**Instructions to follow**: Can you retype every record below exactly as written?

Stored data
>>>

PR #79, opened 2024-05-02
HaF: implement practice trial shortcut

anabonne:
correctPracticeTrial value is read from admin config defined here (as of now it's 2, 2, and 3 for Hearts, Flowers, and Mixed practice blocks respectively): https://github.com/levante-framework/core-tasks/blob/044690ebfd37b6d405a233ceeb9aa13f32fb10bf/task-launcher/src/tasks/hearts-and-flowers/timeline.js#L54-L85

### DIFF
--- a/task-launcher/src/tasks/hearts-and-flowers/timeline.js
+++ b/task-launcher/src/tasks/hearts-and-flowers/timeline.js
@@ -83,29 +83,6 @@ export default function buildHeartsAndFlowersTimeline(config, mediaAssets) {
     },
   };
 
-  // introductionTrials, ifNotFullscreen,
-  // const timeline = [
-  //   preloadTrials,
-  //   initialTimeline,
-  //   introduction,
-  //   heartInstructions,
-  //   heartPracticeBlock1,
-  //   heartPracticeBlock2,
-  //   timeToPractice,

<<<

**Exercise output**:
PR #79, opened 2024-05-02
HaF: implement practice trial shortcut

anabonne:
correctPracticeTrial value is read from admin config defined here (as of now it's 2, 2, and 3 for Hearts, Flowers, and Mixed practice blocks respectively): https://github.com/levante-framework/core-tasks/blob/044690ebfd37b6d405a233ceeb9aa13f32fb10bf/task-launcher/src/tasks/hearts-and-flowers/timeline.js#L54-L85

### DIFF
--- a/task-launcher/src/tasks/hearts-and-flowers/timeline.js
+++ b/task-launcher/src/tasks/hearts-and-flowers/timeline.js
@@ -83,29 +83,6 @@ export default function buildHeartsAndFlowersTimeline(config, mediaAssets) {
     },
   };
 
-  // introductionTrials, ifNotFullscreen,
-  // const timeline = [
-  //   preloadTrials,
-  //   initialTimeline,
-  //   introduction,
-  //   heartInstructions,
-  //   heartPracticeBlock1,
-  //   heartPracticeBlock2,
-  //   timeToPractice,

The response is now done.